- **EXERCISE BRIEF**
Retype verbatim the lines of the listing, from the very first through the line with "Should we keep HTTP or move to Web sockets?".

- **INPUT FOR THIS TASK**
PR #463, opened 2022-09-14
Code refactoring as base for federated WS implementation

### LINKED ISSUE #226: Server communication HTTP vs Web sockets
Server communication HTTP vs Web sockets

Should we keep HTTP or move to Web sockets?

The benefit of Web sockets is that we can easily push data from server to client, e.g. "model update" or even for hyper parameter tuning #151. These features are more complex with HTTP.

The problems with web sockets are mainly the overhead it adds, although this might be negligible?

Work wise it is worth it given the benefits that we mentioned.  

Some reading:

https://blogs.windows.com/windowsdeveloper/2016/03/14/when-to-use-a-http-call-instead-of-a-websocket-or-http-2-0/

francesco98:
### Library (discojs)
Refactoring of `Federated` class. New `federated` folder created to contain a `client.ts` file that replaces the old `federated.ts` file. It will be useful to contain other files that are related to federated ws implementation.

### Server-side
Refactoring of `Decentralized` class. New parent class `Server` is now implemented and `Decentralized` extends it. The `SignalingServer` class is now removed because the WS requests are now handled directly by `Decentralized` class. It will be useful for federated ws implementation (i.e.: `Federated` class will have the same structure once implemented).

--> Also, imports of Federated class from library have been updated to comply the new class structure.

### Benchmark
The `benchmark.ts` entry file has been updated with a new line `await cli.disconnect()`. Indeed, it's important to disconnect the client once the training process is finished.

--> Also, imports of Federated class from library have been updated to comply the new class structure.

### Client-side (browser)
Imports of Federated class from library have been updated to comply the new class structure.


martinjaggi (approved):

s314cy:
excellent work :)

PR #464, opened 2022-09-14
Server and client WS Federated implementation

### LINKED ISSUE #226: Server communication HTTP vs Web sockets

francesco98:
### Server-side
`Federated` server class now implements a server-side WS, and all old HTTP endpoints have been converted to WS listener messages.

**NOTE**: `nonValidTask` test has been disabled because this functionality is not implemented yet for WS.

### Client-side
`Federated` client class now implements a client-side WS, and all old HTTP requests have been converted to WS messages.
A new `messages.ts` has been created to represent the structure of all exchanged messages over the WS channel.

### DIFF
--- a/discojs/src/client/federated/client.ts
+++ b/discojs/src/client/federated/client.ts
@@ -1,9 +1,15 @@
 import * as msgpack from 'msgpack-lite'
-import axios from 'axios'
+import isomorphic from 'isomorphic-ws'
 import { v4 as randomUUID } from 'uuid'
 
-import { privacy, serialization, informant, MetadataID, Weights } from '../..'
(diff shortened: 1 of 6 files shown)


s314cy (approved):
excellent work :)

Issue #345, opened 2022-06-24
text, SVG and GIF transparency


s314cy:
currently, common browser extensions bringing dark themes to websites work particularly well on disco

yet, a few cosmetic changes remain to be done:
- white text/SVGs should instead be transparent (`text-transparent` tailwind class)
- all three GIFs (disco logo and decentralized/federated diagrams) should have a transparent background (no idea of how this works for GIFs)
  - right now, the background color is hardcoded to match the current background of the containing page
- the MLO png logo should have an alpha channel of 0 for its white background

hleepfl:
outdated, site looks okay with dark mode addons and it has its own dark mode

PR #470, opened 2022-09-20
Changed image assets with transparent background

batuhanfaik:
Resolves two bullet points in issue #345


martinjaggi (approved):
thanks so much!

- **ANSWER TO THIS TASK**
PR #463, opened 2022-09-14
Code refactoring as base for federated WS implementation

### LINKED ISSUE #226: Server communication HTTP vs Web sockets
Server communication HTTP vs Web sockets

Should we keep HTTP or move to Web sockets?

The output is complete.